[Collected data entries]
[Start of section]

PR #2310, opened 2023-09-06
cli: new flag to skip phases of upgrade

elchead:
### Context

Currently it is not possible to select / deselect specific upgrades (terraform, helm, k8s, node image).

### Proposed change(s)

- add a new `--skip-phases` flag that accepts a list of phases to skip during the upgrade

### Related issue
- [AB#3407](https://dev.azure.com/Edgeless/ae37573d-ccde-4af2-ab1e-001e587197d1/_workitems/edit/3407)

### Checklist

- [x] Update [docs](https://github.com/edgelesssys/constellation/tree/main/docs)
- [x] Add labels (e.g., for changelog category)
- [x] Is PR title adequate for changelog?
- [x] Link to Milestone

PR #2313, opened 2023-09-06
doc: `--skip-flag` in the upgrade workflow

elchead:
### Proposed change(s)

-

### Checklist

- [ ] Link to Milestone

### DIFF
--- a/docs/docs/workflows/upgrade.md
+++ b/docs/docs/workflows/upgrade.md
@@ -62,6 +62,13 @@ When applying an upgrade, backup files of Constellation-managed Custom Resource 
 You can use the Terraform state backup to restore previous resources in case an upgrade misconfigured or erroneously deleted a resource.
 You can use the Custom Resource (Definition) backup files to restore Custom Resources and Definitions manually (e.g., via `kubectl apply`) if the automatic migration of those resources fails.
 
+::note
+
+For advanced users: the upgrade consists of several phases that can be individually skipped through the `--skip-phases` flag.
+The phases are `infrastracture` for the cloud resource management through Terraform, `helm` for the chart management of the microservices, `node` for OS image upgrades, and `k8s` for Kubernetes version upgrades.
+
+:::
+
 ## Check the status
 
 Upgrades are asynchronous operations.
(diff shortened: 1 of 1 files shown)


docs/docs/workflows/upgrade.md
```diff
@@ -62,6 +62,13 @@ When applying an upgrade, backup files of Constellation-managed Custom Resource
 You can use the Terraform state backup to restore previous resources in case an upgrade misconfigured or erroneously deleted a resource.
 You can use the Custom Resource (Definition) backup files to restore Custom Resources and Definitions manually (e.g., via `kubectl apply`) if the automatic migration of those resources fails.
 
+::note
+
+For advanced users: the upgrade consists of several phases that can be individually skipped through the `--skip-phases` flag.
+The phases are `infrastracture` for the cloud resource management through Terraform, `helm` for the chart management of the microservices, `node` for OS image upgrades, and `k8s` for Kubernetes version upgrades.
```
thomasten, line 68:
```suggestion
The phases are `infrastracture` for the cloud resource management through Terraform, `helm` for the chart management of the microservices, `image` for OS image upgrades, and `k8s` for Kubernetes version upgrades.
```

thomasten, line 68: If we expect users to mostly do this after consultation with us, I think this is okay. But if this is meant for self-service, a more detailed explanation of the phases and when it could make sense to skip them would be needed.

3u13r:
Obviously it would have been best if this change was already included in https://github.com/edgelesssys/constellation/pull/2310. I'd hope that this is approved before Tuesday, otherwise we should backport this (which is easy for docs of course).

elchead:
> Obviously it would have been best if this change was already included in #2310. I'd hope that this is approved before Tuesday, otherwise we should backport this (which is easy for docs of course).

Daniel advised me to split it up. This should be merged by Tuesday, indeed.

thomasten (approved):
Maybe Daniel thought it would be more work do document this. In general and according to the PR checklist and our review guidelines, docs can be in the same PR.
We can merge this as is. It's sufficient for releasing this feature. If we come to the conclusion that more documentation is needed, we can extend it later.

[End of section]

- **Task requirements**: Within the entries above, report how many lines contain the word "thomasten"; the figure is all that is wanted.

- **Result of the task**: 3